Market movers today
We have a number of US data releases today. Consumer confidence from Conference Board, durable goods orders, new home sales and house prices will add more information on the state of the economy. Most interesting will probably be new home sales following the sharp rise in mortgage rates, although the biggest impact will probably not be felt until we get the April and May data. US 30-year mortage rates have increased from 3.25% to 5.25% since the beginning of the year pushing up the cost for new home buyers.
China’s covid development and how much the virus spreads in Beijing is also worth watching.
The 60 second overview
Volatile markets: global growth concerns have increasingly become a market theme. Over the last week concerns have been amplified by China’s zero Covid-policy and continued aggressive tightening signals from central banks such as the Fed and the ECB. Assets that tend to trade closely in tandem with the cyclical outlook have performed poorly, market volatility has increased and the broad USD is one of the few assets that has performed recently.
Markets will continue to follow Chinese developments closely amid China expanding coronavirus testing to most of Beijing which could precede a shut-down of the city similar to Shanghai. A possible shutdown risks putting further upside pressure on global supply chain issues and removes demand from the physical commodity market as evident from the recent setback to commodity prices.
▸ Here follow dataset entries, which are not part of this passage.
PR #647, opened 2017-08-04
Add browser notifications for 3pm local time on Friday

mgwalker:
## Description

Pop-up a browser notification in browsers that support it, at 3pm local time on Fridays.  Useful for people who leave Tock open all the time.

## Additional information

screen shot 2017-08-04 at 3 00 07 pm

* The notification is currently flagged with `requireInteraction`, which means it requires the user to click to dismiss it.  I enabled that because it's my personal preference, but I recognize it might be more universally preferred for it to just go away on its own after a few seconds (whatever the browser does by default).

* Doesn't take into account folks on alternate work schedules

### DIFF
--- a/tock/tock/static/js/components/notifications.js
+++ b/tock/tock/static/js/components/notifications.js
@@ -1,4 +1,4 @@
-(function setup_notifications() {
+(function setupNotifications() {
   if("Notification" in window) {
     Notification.requestPermission().then(function(result) {
       // If the user grants permission, or has granted permission in the past,
@@ -45,6 +45,8 @@
       };
 
       setTimer();
+    }).catch(function(error) {
+      console.error('error:', error);
     });
   }
 })();
--- a/tock/tock/static/js/components/notifications.js
+++ b/tock/tock/static/js/components/notifications.js
@@ -1,0 +1,50 @@
+(function setup_notifications() {
+  if("Notification" in window) {
+    Notification.requestPermission().then(function(result) {
+      // If the user grants permission, or has granted permission in the past,
+      // setup the timers.  Otherwise bail out.
+      if (result !== 'granted') {
+        return;
+      }
+
+      var setTimer = function() {
+        var now = new Date();
+        var target;
+
+        // If it's Friday and before 3pm... (local times)
+        if(now.getDay() == 5 && now.getHours() < 15) {
+          // ...target is later today
+          var hoursForward = 15 - now.getHours();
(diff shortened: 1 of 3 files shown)


mgwalker:
Going to try to add some tests here, but I don't want to add a bunch of new dependencies so we'll see how well that works out.  :)

abrouilette:
Thank you, @mgwalker.  Love this.  @ccostino, at your discretion.

ccostino:
Thank you, @mgwalker!  I hope to have this in soon, I just want to have one other person more familiar with browser notifications to take a quick look before I merge.

tock/tock/static/js/components/notifications.js
```diff
@@ -0,0 +1,50 @@
+(function setup_notifications() {
```
msecret: JS standards at 18F usually say to camelCase code rather then `_` case. But if there are other standards on this project that's fine too.

tock/tock/static/js/components/notifications.js
```diff
@@ -0,0 +1,50 @@
...
+  if("Notification" in window) {
+    Notification.requestPermission().then(function(result) {
```
msecret: Does this `then` block need a `catch` statement? Or I guess it will go to catch if the user doesn't grant permission, in which case, nothing has to be done?

tock/tock/static/js/components/notifications.js
ccostino: I don't think there are any set standards in this project (at least not yet), but duly noted, thanks @msecret!

tock/tock/static/js/components/notifications.js
ccostino: Looks like it's captured just inside the beginning with this:

```javascript
// If the user grants permission, or has granted permission in the past,
// setup the timers.  Otherwise bail out.
if (result !== 'granted') {
    return;
}
```

mgwalker: It ignores the promise rejection case.  My logic was that there's nothing to do if this fails for some reason.  I guess as a matter of good practice, though, there's no harm in catching the rejection anyway and logging to the console (or whatever the project standard is), since a rejection is exceptional in this case (the promise should always resolve under normal circumstances).

tock/tock/static/js/components/notifications.js
mgwalker: I'll make the change!

ccostino:
Thanks for taking the time to review, @msecret, and thanks for making the minor adjustments, @mgwalker, I definitely appreciate it!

Chinese authorities react: Overnight, the People’s Bank of China has reacted to the financial stress in Chinese markets by pledging its support to the real economy. In a statement, the central bank announced new liquidity measures and stated that it “will step up the prudent monetary policy’s support to the real economy, especially for industries and small businesses hit hard by the pandemic”. Markets have reacted positively to the statement this morning: we see some stabilisation in the heavily battered Chinese equity market, broader equity futures are trading in green and yields are rebounding somewhat after a sharp setback in yesterday’s session
CNY and global inflation: Following the sharpest weekly decline in the CNY since 2015 the Chinese authorities yesterday announced a decline in the FX reserve requirement ratio (RRR). The change means that Chinese banks need not hold as much foreign exchange incentivising domestic CNY buying. We do not believe that China minds a weaker CNY but the pace of the latest decline has likely been a worry. Given the importance of the Chinese economy for global growth and not least global goods production changes to the currency is important for global inflationary pressures. All else equal a weaker CNY acts as a dis-inflationary force and is likely welcome by central banks around the world fighting high imported inflationary pressures.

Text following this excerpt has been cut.